## YOUR ASSIGNMENT
Go over the listing below line by line, and return each one holding the string "single".
= = = = = = =
PR #56, opened 2020-09-21
Support for RAP domains.

christinaholtNOAA:
This adds the necessary changes for creating RAP maps.

- Template the NCL variable names to include grid definition (retrieved from first variable entry of file).
- Support Lambert conformal, stereographic, and rotated lat/lon.
- Define single set of sub domains used by both RAP and HRRR.
- Move add_logo from create_graphics.py to figures maps.py to put it consistently in same place for all domains.
- Define wind stride based on domain.
- Update image_lists/hrrr_subset.yml, and alphabetize image lists.

This parallel version will not support timely generation of all graphics in a single job. More work is needed to support that effort.

Passes tests/linter.

### DIFF
--- a/adb_graphics/datahandler/grib.py
+++ b/adb_graphics/datahandler/grib.py
@@ -23,11 +23,12 @@ class GribFile():
 
     ''' Wrappers and helper functions for interfacing with pyNIO.'''
 
-    def __init__(self, filename, filetype):
+    def __init__(self, filename, filetype, **kwargs):
         self.filename = filename
         self.contents = self._load()
 
         self.filetype = filetype
+        self.grid_suffix = kwargs.get('grid_suffix', 'GLC0')
 
     def _load(self):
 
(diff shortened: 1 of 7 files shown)


adb_graphics/datahandler/grib.py
```diff
@@ -138,6 +146,11 @@ def get_level(self, field, level, spec):
 
         ''' Returns the value of the level to for a 3D array '''
 
+        # The index of the requested level
+        lev = spec.get('vertical_index')
+        if lev is not None:
+            return lev
+
```
christinaholtNOAA, line 153: Stop doing work here, if vertical index is set explicitly.

Brian-Jamison:
@christinaholtNOAA why was I removed as a reviewer?

cshartsough (approved):
I could follow most of what you did, so I'm getting better.  ;-)

Didn't see anything off.  A lot of nice work here.

christinaholtNOAA:
@Brian-Jamison I'm not sure. Maybe a random stray click? It wasn't intentional.

cshartsough:
I've had time strange times choosing reviewers, too, having to click and re-click to get it right.  Something odd with GitHub, I guess.

Brian-Jamison:
Ok, I assumed it was unintentional, though Craig is a better reviewer, TBH.
Great work!  I am also understanding more as I go along.

Brian-Jamison (approved):
Awesome sauce!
= = = = = = =
## WRITTEN ANSWER
- Define single set of sub domains used by both RAP and HRRR.
This parallel version will not support timely generation of all graphics in a single job. More work is needed to support that effort.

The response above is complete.